**Data excerpts:**

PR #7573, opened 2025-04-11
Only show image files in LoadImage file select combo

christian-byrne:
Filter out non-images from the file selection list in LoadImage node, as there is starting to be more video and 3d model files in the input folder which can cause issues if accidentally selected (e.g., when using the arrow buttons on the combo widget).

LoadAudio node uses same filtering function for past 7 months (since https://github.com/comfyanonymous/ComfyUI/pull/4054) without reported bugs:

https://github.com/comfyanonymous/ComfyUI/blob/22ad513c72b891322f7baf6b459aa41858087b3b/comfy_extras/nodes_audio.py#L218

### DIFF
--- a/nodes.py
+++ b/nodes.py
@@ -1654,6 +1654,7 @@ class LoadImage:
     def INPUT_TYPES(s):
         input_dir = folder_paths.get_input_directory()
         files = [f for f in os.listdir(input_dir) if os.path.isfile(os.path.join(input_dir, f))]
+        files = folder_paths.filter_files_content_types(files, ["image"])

**Task statement:**
Could you write out all of the data again, exactly as given?

**Solution for this task:**
PR #7573, opened 2025-04-11
Only show image files in LoadImage file select combo

christian-byrne:
Filter out non-images from the file selection list in LoadImage node, as there is starting to be more video and 3d model files in the input folder which can cause issues if accidentally selected (e.g., when using the arrow buttons on the combo widget).

LoadAudio node uses same filtering function for past 7 months (since https://github.com/comfyanonymous/ComfyUI/pull/4054) without reported bugs:

https://github.com/comfyanonymous/ComfyUI/blob/22ad513c72b891322f7baf6b459aa41858087b3b/comfy_extras/nodes_audio.py#L218

### DIFF
--- a/nodes.py
+++ b/nodes.py
@@ -1654,6 +1654,7 @@ class LoadImage:
     def INPUT_TYPES(s):
         input_dir = folder_paths.get_input_directory()
         files = [f for f in os.listdir(input_dir) if os.path.isfile(os.path.join(input_dir, f))]
+        files = folder_paths.filter_files_content_types(files, ["image"])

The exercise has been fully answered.